2. Description of Related Background Art
Lidar (light detection and ranging) uses laser technology to make precise distance measurements over long or short distances. One application of lidar is the range scanner, or scanning lidar. In a typical range scanner, a lidar is mounted on a tripod equipped with a servo mechanism that continuously pans and tilts the lidar to scan a three-dimensional area. During the scanning process, the lidar makes repeated range measurements to objects in its path. The resulting range data may be collected and serve as a rough model of the scanned area.
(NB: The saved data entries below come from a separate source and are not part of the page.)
PR #1985, opened 2023-08-03
no-compat: read-only unless --writable-tmpfs requested

### LINKED ISSUE #1980: --no-compat: disable writable-tmpfs by default
When `--oci` mode is run with `--no-compat`, the container should be read-only with no writable-tmpfs, by default.

Using `--writable-tmpfs` with `--no-compat` should re-enable the writable-tmpfs.

dtrudg:
 
When running in OCI-mode with `--no-compat`, the container rootfs should be read-only by default, as in native mode.
    
Allow `--writable-tmpfs` to re-enable the writable tmpfs behaviour.

 - Fixes #1980 

### DIFF
--- a/internal/pkg/runtime/launcher/oci/launcher_linux.go
+++ b/internal/pkg/runtime/launcher/oci/launcher_linux.go
@@ -90,6 +90,13 @@ func NewLauncher(opts ...launcher.Option) (*Launcher, error) {
 		return nil, err
 	}
 
+	// We are emulating native mode `--compat`, so  we provide a user-writable
+	// tmpfs by default, unless `--no-compat` was requested without
+	// `--writable-tmpfs`.
+	if !lo.NoCompat || lo.WritableTmpfs {
+		lo.WritableTmpfs = true
+	}
+
 	return &Launcher{
 		cfg:             lo,
 		singularityConf: c,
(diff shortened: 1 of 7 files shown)


internal/pkg/runtime/launcher/oci/launcher_linux.go
```diff
@@ -90,6 +90,13 @@ func NewLauncher(opts ...launcher.Option) (*Launcher, error) {
 		return nil, err
 	}
 
+	// We are emulating native mode `--compat`, so  we provide a user-writable
+	// tmpfs by default, unless `--no-compat` was requested without
+	// `--writable-tmpfs`.
+	if !lo.NoCompat || lo.WritableTmpfs {
```
preminger, line 96: Coding style question: this line only works by virtue of operator precedence rules. Of course, there are certain cases where we wouldn't consider that a barrier to readability (`x+y*z`). My question is whether the precedence of unary negation over binary disjunction is also in that class, or whether wrapping `!lo.NoCompat` in parentheses would be preferable in such cases.

dtrudg: Generally you wouldn't wrap with braces for a `!`. Note that `gofmt` puts the `!` right against the `lo.NoCompat`, but spaces around the `||` to clarify precedence.

FWIW - I'd be more inclined to use parentheses for (x+y*z)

Physical limitations of the range scanner constrain the maximum resolution of the range data, which decreases with distance from the range scanner. At large distances, the range scanner may not be able to discern surface details of an object. A lack of continuous spatial data (gaps between points) and a lack of color attributes are significant limitations of conventional range scanners. Furthermore, a range scanner only scans objects within the lidar's line-of-sight. As a result, no data is collected for the side of an object opposite to the lidar or for objects obscured by other objects (“occlusions”).
To obtain a more complete and accurate model, the range scanner can be moved to other scanning locations in order to scan the same area from different perspectives and thereby obtain range data for obscured objects. Thereafter, the resulting sets of range data can be merged into a single model.
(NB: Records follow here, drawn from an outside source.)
PR #1991, opened 2023-08-04
oci: PATH handling for native SIF images

### LINKED ISSUE #1900: oci: PATH environment handling for singularity SIF
When a singularity SIF (non oci-sif) is executed in `--oci` mode, it should pick up environment in the same manner as with the native runtime.

This means that `PATH` / `APPEND_PATH` / `PREPEND_PATH` specified via `SINGULARITYENV_` / `--env` / `--env-file` should work as in native mode.

dtrudg:

Pass the correct env vars into native SIF images to handle SINGULARITYENV_PATH / SINGULARITYENV_APPEND_PATH / SINGULARITYENV_PREPEND_PATH. These are processed inside the image, by a /.singularity.d/env script.

Don't modify LD_LIBRARY_PATH for native SIF images, as this is handled by a /.singularity.d/env script.

Expand tests for OCI-mode env var handling to cover these circumstances.

 - Fixes #1900

### DIFF
--- a/internal/pkg/runtime/launcher/oci/process_linux.go
+++ b/internal/pkg/runtime/launcher/oci/process_linux.go
@@ -99,7 +99,7 @@ func (l *Launcher) getProcess(ctx context.Context, imgSpec imgspecv1.Image, bund
 		Args:            args,
 		Capabilities:    caps,
 		Cwd:             cwd,
-		Env:             getProcessEnv(imgSpec, rtEnv),
+		Env:             getProcessEnv(imgSpec, rtEnv, l.nativeSIF),
 		NoNewPrivileges: noNewPrivs,
 		User:            u,
 		Terminal:        getProcessTerminal(),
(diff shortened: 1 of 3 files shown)


internal/pkg/runtime/launcher/oci/process_linux.go
```diff
@@ -286,6 +289,26 @@ func getProcessEnv(imageSpec imgspecv1.Image, runtimeEnv map[string]string) []st
...
+		g.AddProcessEnv("LD_LIBRARY_PATH", ldLibraryPath)
+	}
+
+	return g.Config.Process.Env
+}
+
+func setOCIPath(g *generate.Generator, prependPath, path, appendPath string) {
 	// Compute and set optionally APPEND-ed / PREPEND-ed PATH.
 	if appendPath != "" {
 		path = path + ":" + appendPath
```
preminger, line 314: Just making sure: we don't want to do the same `strings.TrimPrefix(..., ":")` here that we do in line 302 of the same file? After all, if `path` being empty is something we're bothering checking for, it stands to reason (I think...?) that `path` can be empty also in a circumstance where `appendPath` is not empty (and therefore the concatenation will occur).

preminger (changes requested):

internal/pkg/runtime/launcher/oci/process_linux.go
dtrudg: Yeah, could do that for neatness and consistency. It doesn't have any practical effect, and PATH is very unlikely to be "" but I'll make the change.

dtrudg:
Via #1992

Unfortunately, the merging of sets of range data is not automatic. Human decision-making is generally required at several steps in the merging process. For instance, a human surveyor is typically needed to determine the relative distances between the range scanning locations and the scanned area. Furthermore, a human operator must manually identify points in common (“fiducials”) between multiple sets of range data in order to align and merge the sets into a single model. Such identification is by no means easy, particularly in the case of curved surfaces. The need for human decision-making increases the cost of modeling and the likelihood of error in the process.